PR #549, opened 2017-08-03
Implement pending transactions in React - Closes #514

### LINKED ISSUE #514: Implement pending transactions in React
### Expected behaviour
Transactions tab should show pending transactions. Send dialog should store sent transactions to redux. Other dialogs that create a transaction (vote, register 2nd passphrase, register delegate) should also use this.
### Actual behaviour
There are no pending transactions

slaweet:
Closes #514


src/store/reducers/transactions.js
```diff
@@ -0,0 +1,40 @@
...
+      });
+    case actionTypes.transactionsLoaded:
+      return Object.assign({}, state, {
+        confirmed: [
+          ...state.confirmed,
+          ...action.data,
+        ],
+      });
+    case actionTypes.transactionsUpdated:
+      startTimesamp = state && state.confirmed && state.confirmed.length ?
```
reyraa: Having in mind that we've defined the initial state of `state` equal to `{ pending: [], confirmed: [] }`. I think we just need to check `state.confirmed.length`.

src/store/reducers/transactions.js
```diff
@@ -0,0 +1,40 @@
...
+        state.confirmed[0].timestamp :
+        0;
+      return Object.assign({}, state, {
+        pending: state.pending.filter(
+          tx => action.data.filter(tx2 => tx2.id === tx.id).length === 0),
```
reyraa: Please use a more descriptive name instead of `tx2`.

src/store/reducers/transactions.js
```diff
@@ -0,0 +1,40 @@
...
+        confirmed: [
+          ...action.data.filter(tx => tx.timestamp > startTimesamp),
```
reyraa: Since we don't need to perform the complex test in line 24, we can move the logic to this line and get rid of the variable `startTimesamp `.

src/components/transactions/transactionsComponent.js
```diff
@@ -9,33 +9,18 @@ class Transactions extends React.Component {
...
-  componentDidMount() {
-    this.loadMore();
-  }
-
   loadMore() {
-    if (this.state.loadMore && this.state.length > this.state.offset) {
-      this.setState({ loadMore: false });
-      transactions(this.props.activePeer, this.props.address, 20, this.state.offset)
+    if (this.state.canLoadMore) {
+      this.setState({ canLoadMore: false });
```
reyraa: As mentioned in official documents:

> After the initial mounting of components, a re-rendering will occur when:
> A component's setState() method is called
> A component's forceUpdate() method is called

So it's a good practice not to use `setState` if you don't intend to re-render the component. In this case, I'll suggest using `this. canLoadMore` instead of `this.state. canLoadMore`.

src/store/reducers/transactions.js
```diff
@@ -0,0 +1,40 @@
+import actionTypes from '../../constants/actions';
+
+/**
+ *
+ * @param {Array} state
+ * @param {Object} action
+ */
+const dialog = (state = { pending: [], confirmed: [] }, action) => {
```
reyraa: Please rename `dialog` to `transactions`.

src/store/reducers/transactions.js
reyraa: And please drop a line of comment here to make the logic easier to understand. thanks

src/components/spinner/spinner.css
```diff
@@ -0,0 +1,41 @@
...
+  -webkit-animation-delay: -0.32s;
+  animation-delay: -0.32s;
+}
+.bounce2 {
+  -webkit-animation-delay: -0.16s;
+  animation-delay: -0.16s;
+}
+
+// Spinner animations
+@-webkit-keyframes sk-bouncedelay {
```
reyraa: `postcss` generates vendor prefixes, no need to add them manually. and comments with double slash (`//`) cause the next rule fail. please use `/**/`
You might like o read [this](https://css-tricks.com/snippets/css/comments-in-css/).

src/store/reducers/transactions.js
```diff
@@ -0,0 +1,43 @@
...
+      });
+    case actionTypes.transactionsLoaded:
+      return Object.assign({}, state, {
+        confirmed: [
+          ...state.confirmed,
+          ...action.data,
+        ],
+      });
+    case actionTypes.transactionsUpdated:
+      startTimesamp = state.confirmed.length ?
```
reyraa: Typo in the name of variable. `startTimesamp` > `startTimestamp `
==
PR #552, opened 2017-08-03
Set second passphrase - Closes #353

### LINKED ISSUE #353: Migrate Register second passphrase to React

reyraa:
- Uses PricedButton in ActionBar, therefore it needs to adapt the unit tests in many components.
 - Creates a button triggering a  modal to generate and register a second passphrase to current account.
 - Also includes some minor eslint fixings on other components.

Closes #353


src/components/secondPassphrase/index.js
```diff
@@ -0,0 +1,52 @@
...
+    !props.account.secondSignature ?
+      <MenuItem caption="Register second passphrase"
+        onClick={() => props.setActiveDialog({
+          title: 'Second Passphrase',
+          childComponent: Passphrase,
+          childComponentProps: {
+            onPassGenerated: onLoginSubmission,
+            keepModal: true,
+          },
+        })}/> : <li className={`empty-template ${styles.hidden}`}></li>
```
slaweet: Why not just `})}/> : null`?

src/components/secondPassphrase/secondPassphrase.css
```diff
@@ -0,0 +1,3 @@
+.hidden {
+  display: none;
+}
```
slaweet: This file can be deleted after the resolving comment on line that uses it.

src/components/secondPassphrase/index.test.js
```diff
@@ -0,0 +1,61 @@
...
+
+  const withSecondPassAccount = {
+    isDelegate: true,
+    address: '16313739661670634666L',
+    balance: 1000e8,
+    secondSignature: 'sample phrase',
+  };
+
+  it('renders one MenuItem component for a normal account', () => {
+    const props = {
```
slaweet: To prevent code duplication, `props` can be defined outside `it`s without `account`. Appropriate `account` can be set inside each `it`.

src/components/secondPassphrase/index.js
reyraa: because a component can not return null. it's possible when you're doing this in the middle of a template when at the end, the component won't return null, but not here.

### WORK INSTRUCTIONS:
Your answer should be the lines of the material above that include "initial".

### EXERCISE RESPONSE:
reyraa: Having in mind that we've defined the initial state of `state` equal to `{ pending: [], confirmed: [] }`. I think we just need to check `state.confirmed.length`.
> After the initial mounting of components, a re-rendering will occur when:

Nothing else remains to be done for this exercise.